I think a patch for CPython would need to be made with benchmarks as a
proper proof though - but hopefully the list above provides
theoretical proof to you that adding asm optimisations would speed up
CPython.



However the recompilation with cpu specific compiler flags would only need:
    - cpu detection code (widely available, eg in SDL and elsewhere).
    - python compilation and distutil modifications for each compiler,
eg gcc and visual studio, to generate different .so/.dll's on that
platform.
    - import changes so it loads the correct .dll for that machine.
eg.  if athlon: load("_array_athlon.so")

I've been wanting to add this to pygame distutil_mods.py for a while,
but of course have never had the time to finish it.

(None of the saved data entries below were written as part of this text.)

PR #1076, opened 2020-07-27
Parse clock dict for pcie devices.

mariodruiz:


mariodruiz:
Pull request ready to be reviewed. Not sure if we want to show the clock dict nicely.

PR #1084, opened 2020-07-29
add deprecation warning for mmio debug keyword

yunqu:


pynq/mmio.py
```diff
@@ -73,6 +75,11 @@ def __init__(self, base_addr, length=4, device=None):
             The length in bytes; default is 4.
 
         """
+        if debug:
+            message = "Debug mode for MMIO is deprecated. " \
+                      "Set debug=False to avoid this warning."
```
PeterOgden, line 80: Don't we want people to not pass debug at all?

yunqu:
Closing this since we can consolidate this with #1088

PR #223, opened 2020-08-11
ENH: Retain session info when multi-session data are not averaged

oesteban:
Multi-session data used to be combined, but after adopting ``--bids-filters``, now it is possible to select a single session.

This PR uses a tiny hack, just using the ``num_t1w`` variable already present in the derivatives workflow (it has been added to the reports workflow).

The idea is that session is dropped when ``num_t1w`` > 1.
This works because single-session datasets do not carry any ``session`` information on to the ``DerivativesDataSink``.
So, if ``num_t1w`` is 1 in a multisession dataset, the T1w reference name should carry (and keep) the session entity.

Resolves: #197.

### DIFF
--- a/smriprep/workflows/anatomical.py
+++ b/smriprep/workflows/anatomical.py
@@ -204,6 +204,7 @@ BIDS dataset.""".format(num_t1w=num_t1w)
     # Connect reportlets workflows
     anat_reports_wf = init_anat_reports_wf(
         freesurfer=freesurfer,
+        num_t1w=num_t1w,
         output_dir=output_dir,
     )
     workflow.connect([
--- a/smriprep/workflows/outputs.py
+++ b/smriprep/workflows/outputs.py
@@ -11,7 +11,7 @@ from ..interfaces import DerivativesDataSink
 BIDS_TISSUE_ORDER = ("GM", "WM", "CSF")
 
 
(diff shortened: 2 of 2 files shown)


oesteban:
> Fleeting thought - how does this handle multiple T1w runs from the same session? Is `run` dropped?

Good point - No, this will infer that those T1w are coming from different sessions. Do we want to address that in this PR or file a new issue for the edge case?

I fear that the solution to that edge case will not be as trivial as this PR.

mgxd:
With the near endless combinations available with `--bids-file-filters`, I fear there will be a lot of edge cases. We can add that in a separate PR, this can go ahead.

Looks like merging #219 introduced some conflicts.

effigies:
It looks like we're tackling this problem twice, in `DerivativesDataSink` and `fix_multi_T1w_source_name`. What if we just set `source_file` to be `InputMultiObject`, and extract the common entities from that?

The basic logic should be:

```Python
def common_source(in_files):
    entities = [parse_entities(in_file) for in_file in filename_to_list(in_files)]
    common_entities = {k: v for k, v in entities[0].items()
                       if all(ent.get(k) == v for ent in entities[1:])}
    return build_path(entities)
```

This feels like it would be less brittle, let us deduplicate, and cover @mgxd's use case.

PR #233, opened 2020-11-09
ENH: Use 4+ empty edge planes to detect skull-stripped images

effigies:
This proposes a relaxed heuristic for detecting skull-stripped images, detecting each empty edge plane, rather than all edge planes at once. If four planes are empty, we consider it skull-stripped.

This accounts for acquisitions where the brain is cut off on one or two edges.

An alternative we could look at is the actual edges, rather than edge planes. These should be pretty reliably 0 if the image is skullstripped.

Ref: https://github.com/nipreps/smriprep/issues/232#issuecomment-723329317


effigies:
False postives:

* https://openneuro.org/datasets/ds000005/file-display/sub-06:anat:sub-06_T1w.nii.gz

PR #239, opened 2021-02-08
MAINT: Update to new API of *NiWorkflows*

oesteban:
See nipreps/niworkflows#603.


mgxd (commented):
Looks like there still an outdated pointer causing the docs to fail. And the ds005 error will probably be fixed by bumping up numpy in the Docker image to ~1.19.

Otherwise, LGTM

oesteban:
Citeproc is failing but everything else looks in order. I'm going to merge and address the problem separately.

PR #240, opened 2021-02-09
MAINT: Refactor Dockerfile and move tests from travis to GHA

oesteban:


Dockerfile
```diff
@@ -147,6 +141,15 @@ RUN useradd -m -s /bin/bash -G users smriprep
 WORKDIR /home/smriprep
 ENV HOME="/home/smriprep"
 
+# Installing SVGO
+RUN npm install -g svgo
+
+# Installing bids-validator
+RUN npm install -g bids-validator@1.4.0
```
mgxd, line 148: why not group these together and avoid an extra step?

PR #249, opened 2021-06-02
PIN: nipreps/niworkflows bugfix branch

effigies:
Testing https://github.com/nipreps/niworkflows/pull/641.


oesteban:
@mgxd can I ask you to do the same you did for fMRIPrep? (meaning, updating the CI so packaging is only checked on tags and release branches) and update the niworkflows pin to upstream/master?

Once that is done, can this probe PR be closed?

effigies:
This can be closed at will.

PR #257, opened 2021-08-06
FIX: Account for label entity when querying brain mask

mgxd:
UNCInfant template currently fails, since the brain mask contains `label-brain` instead of `desc-brain`. AFAIK, `label` is the preferred entity for this.

This is a quick fix, but looking through the code, I think the `TemplateFlowSelect` interface as a whole needs a substantial rework. Was it envisioned as a nipype wrapper for `templateflow.api.get`?

### DIFF
--- a/smriprep/interfaces/templateflow.py
+++ b/smriprep/interfaces/templateflow.py
@@ -86,6 +86,9 @@ class TemplateFlowSelect(SimpleInterface):
     >>> result.outputs.t1w_file  # doctest: +ELLIPSIS
     '.../tpl-MNIPediatricAsym_cohort-5_res-1_T1w.nii.gz'
 
+    >>> select = TemplateFlowSelect()
+    >>> select.inputs.template = 'UNCInfant:cohort-1'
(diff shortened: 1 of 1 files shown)


oesteban:
> Was it envisioned as a nipype wrapper for `templateflow.api.get`?

Yes

smriprep/interfaces/templateflow.py
```diff
@@ -86,6 +86,9 @@ class TemplateFlowSelect(SimpleInterface):
     >>> result.outputs.t1w_file  # doctest: +ELLIPSIS
     '.../tpl-MNIPediatricAsym_cohort-5_res-1_T1w.nii.gz'
 
+    >>> select = TemplateFlowSelect()
+    >>> select.inputs.template = 'UNCInfant:cohort-1'
+    >>> result = select.run()
```
oesteban, line 91:
```suggestion
    >>> result = select.run()

```

oesteban (approved):

PR #258, opened 2021-08-09
MAINT: CircleCI housekeeping

mgxd:
Following what was implemented in fmriprep:

- Add Docker orb for easy authentication
- Bump machine images to latest LTS (focal)
- Remove setfacl calls

### DIFF
--- a/.circleci/config.yml
+++ b/.circleci/config.yml
@@ -32,7 +32,10 @@ docs_deploy: &docs
         name: Deploy docs to gh-pages branch
         command: gh-pages --dotfiles --message "doc(update) [skip ci]" --dist docs/_build/html
 
-version: 2
+version: 2.1
+orbs:
+  docker: circleci/docker@1.6.0
+
 jobs:
   build:
     machine:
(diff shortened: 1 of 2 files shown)


mgxd:
I'm planning on following fMRIPrep's implementation and switching over to RTD - currently the build is hitting a memory issue (https://readthedocs.org/projects/smriprep/builds/14435765/), I've reached out to RTD support about expanding the build resources.

effigies:
Our docs are set up to be on GH pages, not RTD.

mgxd:
> It re-builds all previous releases each time.

What is the advantage of this? It seems to me RTD would significantly reduce the amount of code we'd have to maintain

effigies:
I think Oscar has mentioned a kind of perennial threat of RTD limiting the free builds in some way.

The rebuild every time is a bug, btw.

mgxd:
Okay, I'm still not 100% convinced (maybe @oesteban can chime in) but for the sake of getting a release out I'll proceed with the current implementation

PR #270, opened 2021-11-05
CI: Drop test for direct invocation of setup.py

effigies:
Direct invocations of setup.py are discouraged by everybody including setuptools developers. The contemporary equivalents of these are pip installing, so let's just test those.


effigies:
Doctest failures seem unrelated. Pushing directly.

PR #272, opened 2021-11-26
[WIP] FIX: Anatomic fast track (except freesurfer/surface rec.)

nuKs:
What my patch does is to rely on pybids layout instead of bids build_path in order to retrieve the fast_track derivatives files.
Pybids layout does adapt to any bids-valid naming scheme, while build_path does not, but rather directly assumes the file name.

So far, examples that make fast-track fails include:

- subjects with a single T1 (as the path is different since no template is made)
- subjects with T1 containing run-x segments within the name.

EXAMPLE:
In my case, IBC has been failing (without fix) for some subjects, modified/reduced day2day datasets too.
IBC openneuro: https://openneuro.org/datasets/ds002685/versions/1.3.1
day2day upon request: https://bmcneurosci.biomedcentral.com/articles/10.1186/s12868-017-0383-y

WARNING:
This fix is less restrictive than previous version, thus might select too much files.
This risk should properly be assessed.

WARNING:
freesurfer files aren't fixed.

cf. https://github.com/nipreps/smriprep/issues/224

### DIFF
--- a/smriprep/utils/bids.py
+++ b/smriprep/utils/bids.py
@@ -26,6 +26,7 @@ from pathlib import Path
 from json import loads
 from pkg_resources import resource_filename as pkgrf
 from bids.layout.writing import build_path
+from bids import BIDSLayout
 
 
 def get_outputnode_spec():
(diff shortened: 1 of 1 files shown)


nuKs:
@oesteban where can I download ds054 (it's not here: https://openfmri.org/dataset/) ?

effigies:
If this still needs doing, let's start over from the current master.

PR #273, opened 2021-12-01
ENH: Register T1w template to FreeSurfer nu.mgz instead of T1.mgz

effigies:
Here's one step toward supporting FastSurfer, which doesn't generate a T1.mgz file.

Via https://github.com/Deep-MI/FastSurfer/issues/21#issuecomment-984049197

Related https://github.com/nipreps/smriprep/issues/226


mgxd:
@effigies should we get this with `0.8.3`?

effigies:
Since FastSurfer support wasn't in 21.0, I would suggest we move this to 0.9.x.

mgxd:
sounds good

effigies:
Based on https://neurostars.org/t/fsnative2t1w-xfm-incorrect-registration/25739/2, it might be better to use `rawavg.mgz`, which it seems like fastsurfer also leaves.

PR #138, opened 2020-11-09
Add function to authenticate as GitHub App

jeroen:
This makes it possible to create GitHub Apps in R. 

The new dependency `jose` is an R-only package (no compiled code), which depends only on jsonlite and openssl, which we already depend on via httr. So it is very light.


gaborcsardi:
Cool, thanks. Can you please use gh's functions to build and perform the request, etc.? Thanks!

jeroen:
One thing that we could consider, is to integrate this further into gitcreds. Such that when a `GH_APP_ID` and `GH_APP_KEY` environment variables are set, we automatically generate a token.

That way people can switch between setting a `GITHUB_PAT` or `GH_APP_ID`+`GH_APP_KEY` in their CI without making any code changes in their `gh() `calls.

jeroen:
Given that we don't need any internal gh functions for this, it may as well live in a separate package.

PR #141, opened 2020-11-27
Fix pagination for various response types

### LINKED ISSUE #135: Weird behavior with .limit on actions api endpoints

gaborcsardi:
Use 'total_count' and info from the schema on
how to calculate the "length" of a response.

Fixes #135.

### DIFF
--- a/R/gh.R
+++ b/R/gh.R
@@ -176,8 +176,9 @@ gh <- function(endpoint, ..., per_page = NULL, .token = NULL, .destfile = NULL,
   raw <- gh_make_request(req)
 
   res <- gh_process_response(raw)
+  len <- gh_response_length(res)
 
-  while (!is.null(.limit) && length(res) < .limit && gh_has_next(res)) {
+  while (!is.null(.limit) && len < .limit && gh_has_next(res)) {
     if (.progress) update_progress_bar(prbr, res)
     res2 <- gh_next(res)
 
@@ -195,17 +196,37 @@ gh <- function(endpoint, ..., per_page = NULL, .token = NULL, .destfile = NULL,
       res3 <- c(res, res2)      # e.g. GET /orgs/:org/invitations
     }
 
+    len <- len + gh_response_length(res2)
+
     attributes(res3) <- attributes(res2)
     res <- res3
   }
 
-  if (! is.null(.limit) && length(res) > .limit) {
+  if (! is.null(.limit) && len > .limit) {
     res_attr <- attributes(res)
     res <- res[seq_len(.limit)]
     attributes(res) <- res_attr
   }
 
   res
+}
+
+gh_response_length <- function(res) {
+  if (!is.null(names(res)) && length(res) > 1 &&
+      names(res)[1] == "total_count") {
+    # Ignore total_count, incomplete_results, repository_selection
+    # and take the first list element to get the length
+    lst <- vapply(res, is.list, logical(1))
+    nm <- setdiff(
+      names(res),
+      c("total_count", "incomplete_results", "repository_selection")
+    )
+    tgt <- which(lst[nm])[1]
+    if (is.na(tgt)) length(res) else length(res[[ nm[tgt] ]])
+    length(res[[2]])
+  } else {
+    length(res)
+  }
 }
 
 gh_make_request <- function(x) {
--- a/R/gh.R
+++ b/R/gh.R
@@ -208,7 +208,9 @@ gh <- function(endpoint, ..., per_page = NULL, .token = NULL, .destfile = NULL,
     res <- res3
   }
 
-  if (! is.null(.limit) && len > .limit) {
+  # We only subset for a non-named response.
+  if (! is.null(.limit) && len > .limit &&
+      ! "total_count" %in% names(res) && length(res) == len) {
     res_attr <- attributes(res)
     res <- res[seq_len(.limit)]
     attributes(res) <- res_attr
--- a/R/gh.R
+++ b/R/gh.R
@@ -223,7 +223,6 @@ gh_response_length <- function(res) {
     )
     tgt <- which(lst[nm])[1]
     if (is.na(tgt)) length(res) else length(res[[ nm[tgt] ]])
-    length(res[[2]])
   } else {
     length(res)
   }
--- a/R/gh.R
+++ b/R/gh.R
@@ -184,12 +184,18 @@ gh <- function(endpoint, ..., per_page = NULL, .token = NULL, .destfile = NULL,
 
     if (!is.null(names(res2)) && identical(names(res), names(res2))) {
       res3 <- mapply(           # Handle named array case
-        function(x, y) {        # e.g. GET /search/repositories
+        function(x, y, n) {        # e.g. GET /search/repositories
           z <- c(x, y)
-          if (is.atomic(z)) unique(z)
-          else z
+          atm <- is.atomic(z)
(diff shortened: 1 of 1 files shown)


R/gh.R
```diff
@@ -195,11 +196,13 @@ gh <- function(endpoint, ..., per_page = NULL, .token = NULL, .destfile = NULL,
...
+    len <- len + gh_response_length(res2)
+
     attributes(res3) <- attributes(res2)
     res <- res3
   }
 
-  if (! is.null(.limit) && length(res) > .limit) {
+  if (! is.null(.limit) && len > .limit) {
     res_attr <- attributes(res)
     res <- res[seq_len(.limit)]
```
rundel, line 207: There needs to be alternative behavior here since for the object case we need to subset the array within the object

R/gh.R
```diff
@@ -208,6 +211,24 @@ gh <- function(endpoint, ..., per_page = NULL, .token = NULL, .destfile = NULL,
...
+    # and take the first list element to get the length
+    lst <- vapply(res, is.list, logical(1))
+    nm <- setdiff(
+      names(res),
+      c("total_count", "incomplete_results", "repository_selection")
+    )
+    tgt <- which(lst[nm])[1]
+    if (is.na(tgt)) length(res) else length(res[[ nm[tgt] ]])
+    length(res[[2]])
+  } else {
```
rundel, line 226: I think there needs to be a third case here for endpoints like `/user`

R/gh.R
```diff
@@ -208,6 +211,24 @@ gh <- function(endpoint, ..., per_page = NULL, .token = NULL, .destfile = NULL,
...
 
+gh_response_length <- function(res) {
+  if (!is.null(names(res)) && length(res) > 1 &&
+      names(res)[1] == "total_count") {
+    # Ignore total_count, incomplete_results, repository_selection
+    # and take the first list element to get the length
+    lst <- vapply(res, is.list, logical(1))
+    nm <- setdiff(
+      names(res),
+      c("total_count", "incomplete_results", "repository_selection")
```
rundel, line 222: I assume these are coming from the API description?

R/gh.R
```diff
@@ -208,6 +211,24 @@ gh <- function(endpoint, ..., per_page = NULL, .token = NULL, .destfile = NULL,
...
+    )
+    tgt <- which(lst[nm])[1]
+    if (is.na(tgt)) length(res) else length(res[[ nm[tgt] ]])
+    length(res[[2]])
```
rundel: Logic above seems a bit wonky? Seems like `length(res[[2]])` or the conditional should be there not both.

R/gh.R
```diff
@@ -208,6 +211,24 @@ gh <- function(endpoint, ..., per_page = NULL, .token = NULL, .destfile = NULL,
   res
 }
 
+gh_response_length <- function(res) {
+  if (!is.null(names(res)) && length(res) > 1 &&
+      names(res)[1] == "total_count") {
```
rundel, line 216: Is `total_count` always the first entry or would it be better to just use `%in%`?

R/gh.R
```diff
@@ -208,6 +211,24 @@ gh <- function(endpoint, ..., per_page = NULL, .token = NULL, .destfile = NULL,
...
+    # Ignore total_count, incomplete_results, repository_selection
+    # and take the first list element to get the length
+    lst <- vapply(res, is.list, logical(1))
+    nm <- setdiff(
+      names(res),
+      c("total_count", "incomplete_results", "repository_selection")
+    )
+    tgt <- which(lst[nm])[1]
```
rundel, line 224: Include some kind of runtime assert that checks that there is only one target? If not throw an error and ask the user to report the endpoint?

R/gh.R
gaborcsardi: This was a typo, removed the `length(res[[2]])` line.

R/gh.R
gaborcsardi: It seems like it is the first entry, yeah.

R/gh.R
gaborcsardi: Yeah, but it is not entirely clear how to do that. This branch is only used if we got more items than requested, which might not even happen. So this is not super important I think. I'll protect this with `length(res) == len`, so we only do it in the non-named response case.

rundel: I was thinking of a case where someone set `.limit = 101` in which case they would now get 200 results (not the end of the world).

Can we not use the same logic to find the "target" as the unnamed list and subset it?

R/gh.R
gaborcsardi: The length is only really important if `.limit` is specified, and people will not do that for `/user`. 

We could do more heuristics, but I want to be cautious. So for `/user` we can essentially keep the old behavior, nothing changes imo.

R/gh.R
gaborcsardi: yeah

R/gh.R
gaborcsardi: Well, you PR merges all elements, and I looked over the spec, so this should be fine, I think. If there are multiple of them, we'd still want to do something, so I think taking the first is fine.

rundel: Makes sense, particularly if we're just looking for the length

R/gh.R
gaborcsardi: Yeah, OTOH subsetting based on some target list is potentially destructive, while just looking up the length os probably not. 

So I think we could only subset in the non-named case, to keep the old behavior for that. The behavior for the named case is much improved already, so it is fine I think.

R/gh.R
rundel: This seems reasonable, I will need to check that ghclass is not doing something silly like setting `.limit` for everything

R/gh.R
rundel: Sounds good - I think the usage of `.limit` is quite rare already and this should cover the vast majority of use cases

gaborcsardi:
@rundel Thanks for looking at this. I think it is definitely an improvement and hopefully we were conservative enough not to break anyone's code.

There is still this to fix:
```r
se = gh::gh(
  "GET /search/code?q=foobar",
  .limit=101
)
lengths(se)
#>        total_count incomplete_results              items
#>                  2                  2                200

se$total_count
#> [1] 18043087 18080930

se$incomplete_results
#> [1]  TRUE FALSE
```

In the future I am hoping that we can use r-lib/webfakes and the info from the spec to write a test suite with reasonable coverage, and then we can be more confident about handling the output of the API better.

gaborcsardi:
Oh, yeah the issue with that code is this line:
```
          if (is.atomic(z)) unique(z)
```
and of course the API provided different values for `total_count` and `incomplete_results` for the two responses. I'll tweak that a bit and will use the latest value for these two fields.

PR #144, opened 2020-12-02
Warn if a token contains whitespace characters

### LINKED ISSUE #143: Basic token validation
Somewhat related to https://github.com/r-lib/gh/issues/133 but simpler:

I have been debugging a `GitHub API error (422): 422 Unprocessable Entity` for a long time. The problem was that the GHA UI where you have to save secrets had appended a `\n` at the end of the secret. Apparently this makes the token invalid.

It would make sense to have `gh` do some basic validation on the token format, before calling to the API. Something as simple as `grepl('[a-f0-9]{40}$',  token)` could work.

As a side node, gh-apps tokens are prefixed with `v1.` and then the usual hash.

jeroen:
Fixes #143

### DIFF
--- a/R/gh_token.R
+++ b/R/gh_token.R
@@ -54,7 +54,10 @@ gh_token <- function(api_url = NULL) {
 
 gh_auth <- function(token) {
   if (isTRUE(token != "")) {
-    c("Authorization" = paste("token", token))
+    if(any(grepl("\\W", token))) {
+      warning("Token contains whitespace characters")
+    }
+    c("Authorization" = paste("token", trim_ws(token)))
   } else {
     character()
   }


gaborcsardi:
Thanks!

jennybc:
In one of the PRs I worked on (now I can't remember which repo ... credentials? gh? gitcreds?) that didn't get merged, there were quite a few tests of the PAT. I.e. a certain number of hexadecimal characters. Are we using those anywhere?

jeroen:
In credentials we do some extra tests in `set_github_pat()` specifically for personal access tokens. But as Gabor notes in https://github.com/r-lib/gh/issues/143, different types of tokens have different formats, which may change in the future, so we cannot be overly strict.

jeroen:
Update: actually it seems gh indeed has some validation already, but I am not sure where exactly this gets applied. 

https://github.com/r-lib/gh/blob/978cb6e7e934a384aac2c63a090cc0b9ffb6e057/R/gh_token.R#L67-L87

gaborcsardi:
Maybe we just need a `^` and `$` in the regexp.

jeroen:
But in that case it is overly strict, because some tokens are prefixed with `v1.`

PR #149, opened 2021-04-01
update PAT validation for new token formats

### LINKED ISSUE #148: Update PAT validation
https://github.blog/changelog/2021-03-04-authentication-token-format-updates/

PATs are included in in "each of these token types" here:

> For each of these token types we are making the following changes:
> 
>   * The character set is changing from [a-f0-9] to [A-Za-z0-9_]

I think this is the easiest way to give the largest speed increase to
CPython.



>
>  > a slot int attribute takes up 4-8 bytes, whereas a python int
>
> > attribute takes up (guessing) 200 bytes.
> >
>
>  Keep in mind that the slot only holds a reference --
>  the actual int object still takes up memory elsewhere.
>  Slots do reduce memory use somewhat, but I wouldn't
>  expect that big a ratio.
>

ah ok.  The cgkit slots handle the attributes differently to the
python slots I think.  So it might allocate a structure with the
attribute details, and memory for the data.  It's a more memory
efficient way of storing stuff per class.  You only store the string
for the attribute name, the type in the class and memory index's, and
allocate memory for each instance.

eg, say you have 1 million objects...  Adding one python int attribute
would be 1000000 * 200 = 200000000 extra bytes(200MB).  Using a method
which only adds 8 bytes for the int slot-attribute is only 8MB extra.
Now if you add 4 attributes, then that is 800MB Vs 32MB.  It's an
extreme example, just to illustrate the point - but not an uncommon
use case.  Python object attributes just don't scale as well because
of the memory used.  Note the 200 bytes for a python object is just a
guess, it might be 100 or something I can't remember exactly.